During that time, enrolled members of the Osage Indian nation were among the wealthiest people per capita in the world. The rich oil fields beneath their reservation brought millions of dollars into the tribe annually, distributed to tribal members holding "headrights" that could not be bought or sold but only inherited. This vast wealth attracted the attention of unscrupulous whites who found ways to divert it to themselves by marrying Osage women or by having Osage declared legally incompetent so the whites could fleece them through the administration of their estates.
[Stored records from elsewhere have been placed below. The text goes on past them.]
PR #4236, opened 2024-10-10
[DashboardLayout] Add `sidebarFooter` slot

apedroferreira:
Closes https://github.com/mui/toolpad/issues/4101
Partial item in https://github.com/mui/toolpad/issues/4147

- Includes `mini` slot prop so that users can render footer content differently in mini-drawer
- Add test for slot content
- Add sidebar footer slot example to slots demo (copyright text) (once we have the new `Account` variant we can add document it separately and it will also serve as an example for using this slot): https://deploy-preview-4236--mui-toolpad-docs.netlify.app/toolpad/core/react-dashboard-layout/#customization
- Remove resolved `TODO` comments in `DashboardLayout` (unrelated)


docs/data/toolpad/core/components/dashboard-layout/DashboardLayoutSlots.js
```diff
@@ -124,7 +139,9 @@ function DashboardLayoutSlots(props) {
       theme={demoTheme}
       window={demoWindow}
     >
-      <DashboardLayout slots={{ toolbarActions: Search }}>
+      <DashboardLayout
+        slots={{ toolbarActions: Search, sidebarFooter: SidebarFooter }}
```
Janpot, line 143: I wonder about naming. Should we call this something like "NavigationFooter"? 🤔  I feel like it would make sense to give our surfaces a semantic name, rather one that is based on where it's positioned. Not sure though

Janpot (approved):
Some musings about naming, but overall looks fine.

docs/data/toolpad/core/components/dashboard-layout/DashboardLayoutSlots.js
apedroferreira: So far I've used the word "sidebar" for this kind of interfaces and it made the most sense to me in the places it was used, where it seemed like they were specific features of the sidebar itself and not just navigation.
The `hideNavigation` prop in `DashboardLayout` is an exception but it also hides the menu icon, so it's a bit more general.
For this particular slot I think we really mean the footer of the sidebar and no other type of navigation so I feel like it makes sense to name it this way? And it might be easier for users to understand what it really means visually.

It's also just my opinion of course, but the logic I've been following for this kind of naming is intentional.

apedroferreira:
Merging but if we agree to change any naming we can still do it!

PR #4237, opened 2024-10-10
[cli] Fix `auth.ts` file generation

bharatkashyap:
- Remove `NavigateButton.tsx` (not needed since we directly load the first page)
- Fix indentation errors and typos in the generated `auth.ts`


apedroferreira (approved):
LGTM

PR #4268, opened 2024-10-16
[docs] Docs/demo cleanup

apedroferreira:
- Add rule not to import directly from `@toolpad/core` in docs similar to `@mui/material` rule in Material UI repo
- Fix all imports in docs accordingly
- Use new `useDemoRouter` hook in every demo where it's possible

To check if nothing is broken (everything seems fine from what I've checked):
https://deploy-preview-4268--mui-toolpad-docs.netlify.app/toolpad/core/react-dashboard-layout/


Janpot (approved):
Great!

Also noticed we have both `/internal` and `/internals`. Maybe we should unify them?

apedroferreira:
> Great!
> 
> Also noticed we have both `/internal` and `/internals`. Maybe we should unify them?

I guess this should do? https://github.com/mui/toolpad/pull/4268/commits/9896d0d6e1f308dad0c5fec15c92295e59377db9

PR #4276, opened 2024-10-18
[DashboardLayout] Show nested navigation in mini-drawer

apedroferreira:
Initially was just trying to refactor the sidebar navigation in `DashboardLayout` to use the same navigation cache and utilities as the `PageContainer` component.

But this required adding nested navigation to the sidebar for consistency with the warnings we show when there are duplicated navigation items, because the navigation links should match in all variants of the sidebar:

https://github.com/user-attachments/assets/fe3e2d0c-705f-4d18-9f00-4f94ffe8a870

Also improved selected navigation item tests to cover an extra case.

**Inspiration:**

- https://minimals.cc/dashboard


douglaszaltron:
Nice!

apedroferreira:
Status: right now with `useActivePage` there's no way to identify a particular item when its properties are the exact same as another. This would be necessary to identify an item instead of another and show that item only as selected in the sidebar.

If multiple items could be shown as selected simultaneously this would not be an issue, otherwise we need to find a solution. Maybe we could generate item ids every time the navigation is changed, but this could be a bit expensive as we'd have to go through the whole navigation tree.

packages/toolpad-core/src/shared/navigation.tsx
```diff
@@ -165,3 +126,28 @@ export function getItemPath(navigation: Navigation, item: NavigationPageItem): s
...
+    return item.children.some((nestedItem) => {
+      if (!isPageItem(nestedItem)) {
+        return false;
+      }
+
+      if (nestedItem.children) {
+        return hasSelectedNavigationChildren(navigation, nestedItem, activePagePath);
+      }
+
+      return activePagePath === getItemPath(navigation, nestedItem);
```
bharatkashyap, line 148: To be sure, does this function work in cases where the nested navigation items are supplied via regex patterns? I might be missing something, but seems like the earlier function was checking for a `navigationItem.pattern` case and testing the path against the regex pattern in case it existed but I can't seem to find an analogous case here

packages/toolpad-core/src/DashboardLayout/DashboardSidebarSubNavigation.tsx
```diff
@@ -236,17 +281,44 @@ function DashboardSidebarSubNavigation({
...
-                ? nestedNavigationCollapseIcon
-                : null}
+              {navigationItem.children ? <ExpandMoreIcon sx={nestedNavigationCollapseSx} /> : null}
             </NavigationListItemButton>
+            {navigationItem.children && isMini ? (
+              <Grow in={navigationItemId === hoveredMiniSidebarItemId}>
+                <Box
+                  sx={{
+                    position: 'fixed',
+                    left: 62,
```
bharatkashyap, line 291: Is there no avoidable way to hard code the left and `pl` values here? I could be wrong but this might create a future bug if we make the size of the mini sidebar configurable - perhaps we can link these values to that constant (if indeed they derive from it)

bharatkashyap (approved):
Looks really good! Great addition to the feature-set. Some small comments on code.

royhuntley:
Related a little to this item...

If you have a navigation structure that a PAGE item also has children, when the navigation drawer is open (Wide), you cant actually navigate to the page, because clicking on it expands to make the children visible.  However, when the navigation drawer is closed (Narrow), you get taken to the page when you click on the item.

{
    segment: 'test',
    title: 'Test',
    children: [  {
      segment: 'orders',
      title: 'Orders',
      icon: <ShoppingCartIcon />,
    },
    {
      kind: 'divider'
    },
    {
      segment: 'orders',
      title: 'Orders',
      icon: <ShoppingCartIcon />,
    },

packages/toolpad-core/src/shared/navigation.tsx
apedroferreira: I believe the `activePagePath` that goes here as a parameter already accounts for pattern matching with the logic in the `useActivePage` hook. I'll check again just to be sure.

So the behavior should be that pattern matching in children items works, but only under the `segment`s in the parent items. If the parent also has a `pattern` it will probably be ignored in these cases and I think that's probably the way it should work.

apedroferreira:
Didn't want to abandon this old PR so fixed what made sense from the review suggestions + improved mini bar design as the previous one here wasn't great.
Updated the video above with the new mini bar design.

royhuntley:
What needs to happen to get this change released - its good work - the menu bar is so much more functional when minimised!On 13 Mar 2025, at 18:41, Pedro Ferreira ***@***.***> wrote:﻿
  Didn't want to abandon this old PR so fixed what made sense from the review suggestions + improved mini bar design as the previous one here wasn't great.
Updated the video above with the new mini bar design.—Reply to this email directly, view it on GitHub, or unsubscribe.You are receiving this because you commented.Message ID: ***@***.***>



apedroferreira left a comment (mui/toolpad#4276)
Didn't want to abandon this old PR so fixed what made sense from the review suggestions + improved mini bar design as the previous one here wasn't great.
Updated the video above with the new mini bar design.

apedroferreira:
I'll merge this one soon if it's good with everyone!

douglaszaltron (approved):

bharatkashyap (approved):
Looks good!

DaliborHomola:
> I'll merge this one soon if it's good with everyone!

Yes, great

PR #4296, opened 2024-10-21
[core] Allow changing the width of the drawer in dashboard layout com…

garryxiao:


packages/toolpad-core/src/DashboardLayout/DashboardLayout.tsx
```diff
@@ -286,7 +291,7 @@ function DashboardLayout(props: DashboardLayoutProps) {
 
   const getDrawerSharedSx = React.useCallback(
```
apedroferreira, line 292: In this `getDrawerSharedSx` callback, `sidebarExpandedWidth` also needs to be added at the end to the dependencies array.
The `react-hooks/exhaustive-deps` eslint rule should automatically show you an error about this.

apedroferreira (changes requested):
Looks great, thank you!
Can you also please autogenerate the documentation for the new prop?

You should be able to do it by running 2 scripts from the root package after addressing the comments below.

1. `pnpm proptypes`
2. `pnpm docs:build:api`

And then just add and commit the autogenerated changes!

packages/toolpad-core/src/DashboardLayout/DashboardLayout.tsx
garryxiao: Hi @apedroferreira, changes are made accordingly, please double check.

packages/toolpad-core/src/DashboardLayout/DashboardLayout.tsx
```diff
@@ -89,6 +89,11 @@ export interface DashboardLayoutProps {
    * @default false
    */
   hideNavigation?: boolean;
+  /**
+   * Width of the sidebar when expanded, in pixels.
+   * @default 320
+   */
+  sidebarExpandedWidth?: number;
```
Janpot, line 96: Do we want (is it possible) to allow lengths in percent? or even a calculation such as `min(200px, 20%)`? we don't have to do this as part of this PR, it's just a question.

garryxiao: My personal feedback is no. A fix width for the bar is more reasonable for design.

apedroferreira: I'll test if it works, if it does we can allow strings too, i guess it would be a simple change.

apedroferreira (approved):
Thanks a lot @garryxiao !!

PR #4301, opened 2024-10-23
[docs] Separate example folders for Core and Studio

### LINKED ISSUE #4298: [examples] Separate the examples in two directories (core & studio)
### Summary

Create two directories in the /examples, one for core and one for studio, so it's easier for people to find examples for the library they use. It's not obvious otherwise which example is for which project.

### Examples

_No response_

### Motivation

_No response_

**Search keywords**: examples

bharatkashyap:
Closes #4298


apedroferreira (approved):
Looks good!

I gave it a quick check and maybe it's just missing updating the path on the example READMEs?

apedroferreira:
The studio example deployments in Railway seem to be failing in the CI in `master`: https://github.com/mui/toolpad/commits/master/
I guess we need to update the paths somewhere else?

bharatkashyap:
> The studio example deployments in Railway seem to be failing in the CI in `master`: https://github.com/mui/toolpad/commits/master/ I guess we need to update the paths somewhere else?

Yep, I noticed this as well (and flagged on Slack, I guess we can continue this there!) but couldn't investigate further without access to the Railway apps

For some, however, these deceptive tactics were not enough, and a plague of violent death—by shooting, poison, orchestrated automobile accident, and bombing—began to decimate the Osage in what they came to call the "Reign of Terror." Corrupt and incompetent law enforcement and judicial systems ensured that the perpetrators were never found or punished until the young J. Edgar Hoover saw cracking these cases as a means of burnishing the reputation of the newly professionalized FBI. Bestselling New Yorkerstaff writer Grann (The Devil and Sherlock Holmes: Tales of Murder, Madness, and Obsession, 2010, etc.) follows Special Agent Tom White and his assistants as they track the killers of one extended Osage family through a closed local culture of greed, bigotry, and lies in pursuit of protection for the survivors and justice for the dead. But he doesn't stop there; relying almost entirely on primary and unpublished sources, the author goes on to expose a web of conspiracy and corruption that extended far wider than even the FBI ever suspected. This page-turner surges forward with the pacing of a true-crime thriller, elevated by Grann's crisp and evocative prose and enhanced by dozens of period photographs.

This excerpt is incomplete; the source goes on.